*WORK REQUEST*
In the entries below, identify every line with the string "data" and copy it.

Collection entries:
───
PR #1524, opened 2023-01-20
feat: `CarReader::read_into()`

### LINKED ISSUE #1522: fvm_ipld_car: load_car with existing CarReader failing
Due to the `CarReader` taking the header bytes on creation; when passing a car reader to `load_car`, the new reader created in load car fails from the header bytes missing.

It would be useful in certain cases to be able to perform checks and or manipulate a car file before loading it into the internal store.

For example, requesting a car file from an arbitrary gateway, you'd want to make sure that the car file you get is for the data you intended for, otherwise you could potentially load a bunch of arbitrary content into the store, only know after the fact, and now need to garbage collect the store

ozwaldorf:
# Why

resolves #1522 

# What

- Move private fn `load_car_inner` to `CarReader::read_into()`
- `load_car` and `load_car_unchecked` construct their own car readers and call `read_into`
- Add file test using CarReader directly 

# Summary

Provide a way for users to perform actions/checks on car data before loading it into the store

### DIFF
--- a/ipld/car/src/lib.rs
+++ b/ipld/car/src/lib.rs
@@ -126,6 +126,24 @@ where
             Ok(None)
         }
     }
+
+    /// Loads the CAR file into the given blockstore
+    pub async fn read_into<B: Blockstore>(mut self, s: &B) -> Result<Vec<Cid>, Error> {
+        // Batch write key value pairs from car file
+        // TODO: Stream the data once some of the stream APIs stabilize.
+        let mut buf = Vec::with_capacity(100);
+        while let Some(block) = self.next_block().await? {
+            buf.push((block.cid, block.data));
+            if buf.len() > 1000 {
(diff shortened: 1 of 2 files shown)


Stebalien:
I see. Yeah, that makes sense.

But how about making this a method on `CarReader`? I.e., `read_into`?

That way, the user can either:

1. Load the car in one pass with `load_car`.
2. Open a car, do some checking, then call `reader.read_into(&bs)`.

ozwaldorf:
Interesting, that actually could be a nice change. Would load_car_inner even be needed at that point? load_car/unchecked can just create the reader and immediately call read_into and could completely remove load_car_inner

ozwaldorf:
Updated the description according to `read_into` approach

Stebalien (approved):
Thanks!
───
*RESULT OF THIS TASK*
For example, requesting a car file from an arbitrary gateway, you'd want to make sure that the car file you get is for the data you intended for, otherwise you could potentially load a bunch of arbitrary content into the store, only know after the fact, and now need to garbage collect the store
Provide a way for users to perform actions/checks on car data before loading it into the store
+        // TODO: Stream the data once some of the stream APIs stabilize.
+            buf.push((block.cid, block.data));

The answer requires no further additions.